Thermal−Electrical Character of in Situ Synthesized Polyimide-Grafted Carbon Nanofiber Composites

Abstract

Notwithstanding the success of polymer−carbon nanotube (CNT) nanocomposites, a solid understanding of the impact of external perturbations, including temperature and stress, on the electrical response, its reproducibility, and the subsequent relationship to the topology of the percolative morphology and molecular details of the CNT−CNT contact junction is not complete. Using an in situ synthesis approach, two series of polymide (CP2)−carbon nanofiber (CNF) composites are prepared with quantitatively (small-angle X-ray scattering) comparable CNF dispersions, but differing in the structure of the CNF−polymer interface.
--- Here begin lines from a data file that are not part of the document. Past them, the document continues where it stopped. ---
PR #364, opened 2026-07-28
[BLOCKER DoS] Release flat source liens before PnL conversion

aeyakovenko:
## Finding

A normal public trading sequence can leave a flat portfolio with positive, source-backed PnL and a source-credit lien that is no longer needed. `ConvertReleasedPnl` then returns `LockActive`, so the user cannot realize the PnL or close the live portfolio.

The LiteSVM reproduction uses only public instructions: ordinary deposits/trades, authenticated marks, permissionless cranks, backing operations, flattening trades, conversion, SPL withdrawal, and portfolio close. It does not mutate protocol state.

On exact wrapper parent `36fa587e` with engine `143e68c4`, conversion fails with `Custom(21)` after 161,386 CU. The account is flat and an honest crank lands, but the lien remains.

## Fix

Pin engine `4d4f9ed8d5bafc76c37ace7b8eb1550ff08fc739` from companion engine PR #163. The engine makes the proof-only release transition production-reachable inside conversion.

This PR is stacked on wrapper #357 / engine #160. Conversion releases and consumes at most one source domain per instruction, preserving the bounded-work guarantee instead of scanning and mutating every live lien first.

## Merge prerequisite

The final rebase must also include wrapper #306 / engine `14c2919d`, the existing cross-domain source-rounding fix. Without it, aggregate support can advertise one atom that no individual source domain can consume, which is the already-tracked per-domain progress stall rather than a new finding in this PR.

## TDD verification

- Exact parent RED: `ConvertReleasedPnl` returns `LockActive` after all positions are closed and an honest crank succeeds.
- Fixed engine GREEN: PnL converts, liens clear, all capital withdraws, and `ClosePortfolio` succeeds.
- Strengthened public cross-product: an unsigned LP creates multiple real liens, flattens, grows to all 32 source domains, then completes 32 rank-decreasing conversions. Worst deployed-SBF call is 1,321,211 CU, 78,789 below the hard limit.
- `cargo test -- --test-threads=1`: 6/6 wrapper unit and 567/567 LiteSVM/BPF/CU tests passed.
- `cargo fmt --check` and `git diff --check` pass.

The full wrapper Kani suite is running separately; this PR adds no wrapper proof model or production wrapper logic.

Companion engine PR: https://github.com/aeyakovenko/percolator/pull/163

### DIFF
--- a/Cargo.lock
+++ b/Cargo.lock
@@ -2638,7 +2638,7 @@ dependencies = [
 [[package]]
 name = "percolator"
 version = "0.1.1"
-source = "git+https://github.com/aeyakovenko/percolator?rev=ce5e923c48d35989785427975a82ce74b6b19c72#ce5e923c48d35989785427975a82ce74b6b19c72"
+source = "git+https://github.com/aeyakovenko/percolator?rev=4d4f9ed8d5bafc76c37ace7b8eb1550ff08fc739#4d4f9ed8d5bafc76c37ace7b8eb1550ff08fc739"
 dependencies = [
  "bytemuck",
 ]
--- a/Cargo.toml
+++ b/Cargo.toml
@@ -50,12 +50,12 @@ pinocchio = "0.6"
 arrayref = "0.3"
 num-derive = "0.4"
 num-traits = "0.2"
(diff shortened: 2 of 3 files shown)


aeyakovenko:

PR #365, opened 2026-07-29
[BLOCKER LoF] Carry fractional oracle caps across max-dt cranks

aeyakovenko:
## What changed

- Pin the engine to the fractional oracle-cap carry implementation from engine PR #164.
- Route AuthMark, EWMA-mark, Hybrid, and pending-observation price checks through the engine's shared capped-price helper.
- Preserve carry across same-direction target updates and reset it on convergence or direction reversal.
- Replace the old rejection-only micro-price regression with successful finite-progress coverage.
- Add public LiteSVM regressions for moving targets, target reversal, and max-dt settlement value.

## Root cause and impact

The percentage cap used:

`floor(effective_price * cap_bps_per_slot * min(dt, max_dt) / 10_000)`

and discarded the fractional numerator after every successful segment. PR #246 prevents a caller from consuming a zero-delta slot before enough elapsed time exists, but elapsed time saturates at `max_accrual_dt_slots`. At sufficiently small prices, even the saturated segment budget remains below one price atom forever.

The exact-parent public repro initializes an ordinary AuthMark market, opens balanced one-unit long/short positions at price 100 between independent owners, accepts an honest target of 1, and uses a 24 bps/slot cap with max dt 20. Permissionless cranks deterministically stall at effective price 20. A later public stale resolution pays the long/short owners `999,920 / 1,000,080`, rather than target-valued `999,901 / 1,000,099`, shifting 19 real SPL atoms from the independent short to the long.

This is reachable without state injection, a compromised admin, or a dishonest oracle mark. It is classified `[BLOCKER LoF]`.

## Fix

The engine carries the sub-atom cap numerator across bounded accrual segments and commits that carry as progress. Once a whole atom is representable, a no-move submission still rejects. Reaching the target or reversing direction resets the carry; fresh reports that keep moving the target on the same side preserve it.

The wrapper computes the same target-directed step before calling engine accrual. It applies the same directional rule, preventing both a reversal-induced `RecoveryRequired` stall and a continuously advancing honest feed from discarding every fraction.

This does not round the cap up and does not permit movement beyond accumulated cap budget.

PR #255's pending-target resolution guard is complementary: it prevents resolution while a target is pending, while this PR guarantees the pending target can actually converge in finite bounded cranks.

## Validation

- Exact-parent RED: wrapper `89d95619` pinned to engine `a8b8877e` stalls at 20 and produces the stale `999,920 / 1,000,080` payouts.
- Reversal RED: the pre-correction SBF rejects the first reversed-target crank with `EngineRecoveryRequired`; fixed SBF succeeds and resets carry to the new direction's `2,400` numerator.
- Moving-feed RED: resetting carry on every fresh target leaves effective price at 100 after ten same-direction reports; fixed head reaches 102.
- Engine: 133/133 tests pass (50 unit, 9 backing fuzz, 2 resolved fuzz, 72 v16 spec).
- Wrapper: 6/6 unit and 569/569 LiteSVM/BPF/CU tests pass.

Depends on engine PR #164 and is stacked on wrapper PR #246.

### DIFF
--- a/Cargo.lock
+++ b/Cargo.lock
@@ -2638,7 +2638,7 @@ dependencies = [
 [[package]]
 name = "percolator"
 version = "0.1.1"
-source = "git+https://github.com/aeyakovenko/percolator?rev=ccd834a7610a70d96127109ce9bc098517187b62#ccd834a7610a70d96127109ce9bc098517187b62"
+source = "git+https://github.com/aeyakovenko/percolator?rev=c8ea5cc6e4b56b744d8595d5c30eafe5f911b549#c8ea5cc6e4b56b744d8595d5c30eafe5f911b549"
 dependencies = [
  "bytemuck",
 ]
--- a/Cargo.lock
+++ b/Cargo.lock
@@ -2638,7 +2638,7 @@ dependencies = [
 [[package]]
 name = "percolator"
 version = "0.1.1"
-source = "git+https://github.com/aeyakovenko/percolator?rev=a8b8877e784e34fbef7bfd16ce7228130219904b#a8b8877e784e34fbef7bfd16ce7228130219904b"
+source = "git+https://github.com/aeyakovenko/percolator?rev=ccd834a7610a70d96127109ce9bc098517187b62#ccd834a7610a70d96127109ce9bc098517187b62"
 dependencies = [
  "bytemuck",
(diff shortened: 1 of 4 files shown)


aeyakovenko:

PR #366, opened 2026-07-29
[BLOCKER LoF] Gate liquidation on pending later-leg accrual

aeyakovenko:
## What changed

- Check every active portfolio leg immediately before the auto-crank dispatches liquidation.
- Reject with `EngineNonProgress` when an omitted observation would change that leg's bounded effective price or funding index.
- Keep ordinary stale refresh order-insensitive: only the selected leg is mandatory until the operation becomes an irreversible liquidation.

## Root cause and impact

The wrapper's missing-observation guard covered only the engine-selected first active leg. A public caller could advance an adverse first leg, omit a later backed negative-premium funding segment whose capped price movement rounded to zero, refresh the victim into a current liquidatable certificate, and then land another no-observation crank. The second crank liquidated the victim before the later rescue funding was booked.

The exact pre-fix parent reproduction reduces the independent victim's position from `50,000,000` to `47,995,187` q-units and credits `1,001` atoms to insurance. The correctly ordered control uses ordinary source-domain backing, settles the payer, preserves the full position, and charges no liquidation fee.

This composes the later-leg coverage of #220 with the rounded-funding coverage of #253 without forcing every stale refresh to carry all active-leg observations.

## Validation

- Exact parent: new public-interface LiteSVM test fails with the liquidation and fee evidence above.
- Fixed head: the same test passes and asserts rollback of the rejected liquidation.
- `cargo test --test v16_cu -- --test-threads=1`: **566 passed**.
- Max-shape CU: 14-leg refresh `690,376`; 14-leg liquidation `1,160,120`, both below the 1.4M transaction limit.
- `git diff --check`

### DIFF
--- a/src/v16_program.rs
+++ b/src/v16_program.rs
@@ -10660,10 +10660,18 @@ pub mod processor {
             let summary = group
                 .build_actionable_summary(&portfolio.as_view())
                 .map_err(map_v16_error)?;
-            if let Some(asset_index) =
+            if summary.liquidatable && !summary.b_stale {
+                reject_missing_pending_liquidation_observations_view(
+                    &cfg,
+                    &group,
+                    &portfolio,
+                    authenticated_now_slot,
+                    observations.as_slice(),
+                )?;
+            } else if let Some(asset_index) =
                 auto_crank_selected_asset_that_accrues_view(&portfolio, &summary)?
             {
-                reject_missing_pending_selected_observation_view(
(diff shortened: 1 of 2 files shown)


aeyakovenko:
Superseded by consolidated wrapper PR #135 and engine dependency aeyakovenko/percolator#195. PR135's frozen finding-blind benchmark maps this finding to INV-053 and an integrated generic public-route oracle; the production fix and current-pin certification are retained in that submission.

PR #1, opened 2017-11-08
Default values

eddyStreamlabs:
Make sure we never have null or undefined input values when creating the sources.


computerquip-streamlabs:
Merged manually due to forced push onto staging.

PR #16, opened 2018-01-22
Fix rare crash on SSE capable computers (everyone)

Xaymar:
This crash happens every 1 in 100000 times in obs-stream-effects 64-bit, which has the same GS::VertexBuffer wrapper as node-obs::Display and Face Masks. The crash happens due to unlucky placement of the buffers, which need to be 16-byte aligned, otherwise we write into memory that we shouldn't have written to. This results in funky crashes down the road which make absolutely no sense at all with a mdmp or a simple stack trace, since the cause of the crash happened earlier.

Affects pretty much all areas, as the Display was actively writing into memory of other areas. This might explain some exotic behavior we have seen, such as crashes inside the Chromium runtime or electron crashes.


Xaymar:
Tagging @granolaboy for Face Masks, which is also affected by the same misalignment crash. May require some extensive rework due to the deeper use of the wrapper in face masks.

eddyStreamlabs:
Looks good to me.

PR #25, opened 2018-02-05
Display cpu improvements fix

Xaymar:
Similar to the previous PR, except this one actually fixes the scaling. Text is a little bit larger now, 12x24 pixels per character. Change the 12 in `float_t pt = 12 * dp->m_previewToWorldScale.y;` if you need it to be smaller.


eddyStreamlabs:
Adjusted the text size, looks good to me now. Merging.

PR #48, opened 2018-05-04
Reduce the large amount of redundancy in the client

computerquip-streamlabs:
An example of how to reduce the large amount of redundancy in the client. This PR isn't meant to be pulled in but to show the difference in cleanliness, readability, and increased consistency in general of the code.

### DIFF
--- a/obs-studio-client/source/utility.hpp
+++ b/obs-studio-client/source/utility.hpp
@@ -17,6 +17,13 @@
 
 #pragma once
 
+#include <vector>
+#include <memory>
+#include <nan.h>
+
+#include "error.hpp"
+#include "controller.hpp"
+
 #ifdef __cplusplus
 #define INITIALIZER(f) \
         static void f(void); \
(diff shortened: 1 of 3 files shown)


obs-studio-client/source/utility.hpp
```diff
@@ -48,5 +55,41 @@
...
+        {
+                ErrorCode error = (ErrorCode)response[0].value_union.ui64;
+                if (error != ErrorCode::Ok) {
+                        Nan::ThrowError(Nan::New<v8::String>(response[0].value_str).ToLocalChecked());
+                        return false;
+                }
+        }
+
+        if (!response.size()) {
+                Nan::ThrowError(__FUNCTION_NAME__ ": Failed to make IPC call, verify IPC status.");
```
Xaymar: __FUNCTION_NAME__ is a macro and will always show "ValidateResponse" here. For a proper stack identification, use `dbghelp.dll`. Documentation for that is here: https://msdn.microsoft.com/en-us/library/windows/desktop/ms679291(v=vs.85).aspx.

obs-studio-client/source/utility.hpp
```diff
@@ -48,5 +55,41 @@
...
+                return false;
+        }
+
+        return true;
+}
+
+static FORCE_INLINE std::shared_ptr<ipc::client> GetConnection()
+{
+        auto conn = Controller::GetInstance().GetConnection();
+        if (!conn) Nan::ThrowError(__FUNCTION_NAME__ ": Failed to obtain IPC connection.");
```
Xaymar: Same as above.

computerquip-streamlabs:
If you wanted to use function_name, I should have kept it as a macro. I'm not implementing an entire platform-specific stack trace right now.

PR #61, opened 2018-07-04
Automatic formatting support

Xaymar:
This PR adds .clang-format support for obs-studio-client and obs-studio-server, thus allowing automatic formatting. On 9392518 currently formats 'global.cpp' in the following way:

```
Removed, see changed files.
```

### DIFF
--- a/.clang-format
+++ b/.clang-format
@@ -1,0 +1,100 @@
+# Basic Formatting
+BasedOnStyle: LLVM
+TabWidth: 4
+UseTab: ForIndentation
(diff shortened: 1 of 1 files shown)


Xaymar:
I have modified the formatting rules to be less strict, but there are still some problems with very long names that can't be fixed.

Another project I'm following recently added a CI test to see if the formatting of a commit/PR matches what clang-format gives back. If it didn't, it would fail the build. I'd like to implement something like that for this too if we decide to go with this formatting style.

PR #62, opened 2018-07-04
client: Upgrade to electron 2.0.4

Xaymar:
Updates the default iojs version to v2.0.4 from v1.8.3.


Xaymar:
Note that frontend currently still uses 2.0.3 from what I can see, which is one hotfix earlier and contains some rather critical bugs. We should also update frontend if it hasn't been done yet.

PR #67, opened 2018-08-07
Datalane ipc

eddyStreamlabs:


Xaymar:
It looks this is now working correctly. We can merge this back into staging now, if there are no further issues that come from lib-datalane or lib-streamlabs-ipc.

PR #68, opened 2018-08-08
Implement basic Tests

Xaymar:
This adds support for AppVeyor to run tests using a PowerShell framework that sends all information back to AppVeyor. You can track the live state of every test and even see any console output from it.

### DIFF
--- a/appveyor.yml
+++ b/appveyor.yml
@@ -10,13 +10,15 @@ environment:
   matrix:
     - RuntimeURL: https://atom.io/download/atom-shell
       RuntimeName: iojs
-      RuntimeVersion: v2.0.4
+      RuntimeVersion: v2.0.6
+      ElectronVersion: "2.0.6"
     - RuntimeURL: https://nodejs.org/download/release
       RuntimeName: node
       RuntimeVersion: v9.4.0
     - RuntimeURL: https://atom.io/download/atom-shell
       RuntimeName: iojs
-      RuntimeVersion: v3.0.0-beta.1
+      RuntimeVersion: v3.0.0-beta.4
+      ElectronVersion: "3.0.0-beta.4"
   NodeVersion: 9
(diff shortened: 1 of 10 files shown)


appveyor.yml
```diff
@@ -10,13 +10,15 @@ environment:
   matrix:
     - RuntimeURL: https://atom.io/download/atom-shell
       RuntimeName: iojs
-      RuntimeVersion: v2.0.4
+      RuntimeVersion: v2.0.6
+      ElectronVersion: "2.0.6"
```
computerquip-streamlabs: This should probably be removed and RuntimeVersion just be placed in quotations where necessary. Environment variables with quotation marks are an occupational hazard as well.

computerquip-streamlabs:
Where are all of the changes from yarn.lock coming from if we didn't modify package.json? 500+ lines seems excessive.

computerquip-streamlabs:
Can't say I'm a fan of the test cases having spaces in their script names. That's probably asking for trouble.

appveyor.yml
Xaymar: This is needed for the npm install -g electron@$Env:ElectronVersion command. There is no "v2.0.6" of electron, only "2.0.6".

Xaymar:
> Where are all of the changes from yarn.lock coming from if we didn't modify package.json? 500+ lines seems excessive.

Likely from the previous attempt to have electron as a dev dependency. I squashed to commit for it into another commit. I'll fix it if I figure out how.

> Can't say I'm a fan of the test cases having spaces in their file names. That's probably asking for trouble.

You can name the tests anything you want. Dealing with spaces in a name isn't any different from just using underscores, unless someone forgets to place proper double quotes in the test runner. I did not want to spend too much time adding name formatting and everything to the test runner, so I just allow everything that the file system also allows.

PR #84, opened 2018-08-30
Unicode support

eddyStreamlabs:


obs-studio-server/source/nodeobs_display.cpp
```diff
@@ -84,6 +84,19 @@ struct DestroyWindowMessageQuestion {
...
 
+static void HandleWin32ErrorMessage() {
+	DWORD dwErrorCode = GetLastError();
+	LPSTR lpErrorStr = nullptr;
+	DWORD dwErrorStrSize = 16;
+	DWORD dwErrorStrLen = FormatMessageA(
+		FORMAT_MESSAGE_ALLOCATE_BUFFER | FORMAT_MESSAGE_FROM_SYSTEM,
+		NULL, dwErrorCode, LANG_USER_DEFAULT, lpErrorStr, dwErrorStrSize, NULL);
+	std::string exceptionMessage(
+		"Unexpected WinAPI error: " + std::string(lpErrorStr, dwErrorStrLen));
```
Xaymar-Streamlabs: A `sprintf` call with a dedicated `std::vector<char>` buffer might be better suited here. Adding two std::strings is somewhat expensive, though it probably doesn't matter as this is a crash routine.

PR #85, opened 2018-08-30
Attempt to fix the display issues

eddyStreamlabs:


obs-studio-server/source/nodeobs_display.cpp
```diff
@@ -127,7 +141,10 @@ void OBS::Display::SystemWorker() {
 					LocalFree(errorStr);
 					answer->success = false;
 				} else {
-					SetLayeredWindowAttributes(newWindow, 0, 100, LWA_ALPHA);
+					if (IsWindows8OrGreater()) {
+						SetLayeredWindowAttributes(newWindow, 0, 0, LWA_ALPHA);
```
Xaymar-Streamlabs: This sets the window alpha to 0 for Window 8 and newer. Is this intended? The correct value for a visible window would be 255, as shown here: https://docs.microsoft.com/en-us/windows/desktop/api/winuser/nf-winuser-setlayeredwindowattributes

eddyStreamlabs: I don't think this is being correctly applied anyway, 0 or 255 doesn't make any difference. I think that the fact we are passing 0 as crKey resets the transparency style and makes it opaque. Gonna change it for the sack of it but it doesn't make any difference.

Xaymar-Streamlabs: For that to have any effect, only LAYERED would have to be specified. Combinations seem to make it do nothing.

PR #143, opened 2021-06-11
Deprecate Chroma icons in favor of Chromicons

ynotdraw:
### Changes

- Deprecate the lined + linedCustom icons coming from Chroma in favor of using Chromicons directly.  In a future version, Chroma will also switch to using Chromicons directly internally.

**NOTE:** This should not block you from still using the icons from Chroma, it's more nudging you to use Chromicons directly instead.  We will let this bake a while before ripping these icons out and release with a proper breaking change (minor since we are still pre-1.0).

Here is what the deprecation notice will look like if you use VS Code:

dep-notice

### DIFF
--- a/src/icons/lined/Activity.tsx
+++ b/src/icons/lined/Activity.tsx
@@ -1,6 +1,13 @@
 import { Activity as FeatherActivity, Props } from 'react-feather';
 import * as React from 'react';
 
+/**
+ * @deprecated It is recommended you use the Chromicons package directly (https://github.com/lifeomic/chromicons)
+ * instead of the icons provided by Chroma.
+ *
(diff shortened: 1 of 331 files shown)


dexterca (approved):

macnaughton (approved):
image

smolster (approved):
😮

xdumaine (approved):

namick (approved):

justin-ligman-lifeomic:
Well, I was going to approve this PR as well, but it keeps crashing Chrome every time I switch over to the changes, so no approve for you!

ynotdraw:
Will be adding [chromicons](https://github.com/lifeomic/chromicons) to Chroma after a bit 👍

PR #147, opened 2021-06-14
v0.5.4

zhengkyl:
Release number inputs from #141. (I forgot to use the `version` command in last PR)


smolster (changes requested):
I think you can pull off what you want without an additional tag here. I'll ping you directly.

smolster (approved):
So be it. RIP v0.5.3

Amino-functionalized CNFs (FCNFs) enable direct formation of CP2 grafts onto the CNFs, whereas pristine CNFs (PCNFs) result in a relatively weak interface between the carbon nanofiber and CP2 matrix. In general, low-frequency ac impedance measurements are well described by the percolation bond model, yielding a percolation threshold below 1 vol % (0.24 and 0.68 vol % for PCNF−CP2 and FCNF−CP2, respectively). However, the design of the interface is determined to be crucial for controlling the electrical behavior in four substantial ways: magnitude of the limiting conductivity, linearity of the I−V response, magnitude and direction of temperature-dependent resistivity, and reproducibility of the absolute value of the resistivity with thermal cycling. These observations are consistent with a direct CNF−CNF contact limiting transport in the PCNF−CP2 system, where the CP2 grafts onto the FCNF from a dielectric layer, limiting transport within the FCNF−CP2 system. Furthermore, the grafted CP2 chains on the FCNF reduce local polymer dewetting at the CNF surfaces when the temperature exceeds the CP2 glass transition. This appears to stabilize the structure of the percolation network and associated conductivity. The general behavior of these interfacial extremes (pristine and fully functionalized CNFs) set important bounds on the design of interface modification for CNFs when the intended use is for electrical performance at elevated temperatures or under extreme current loads.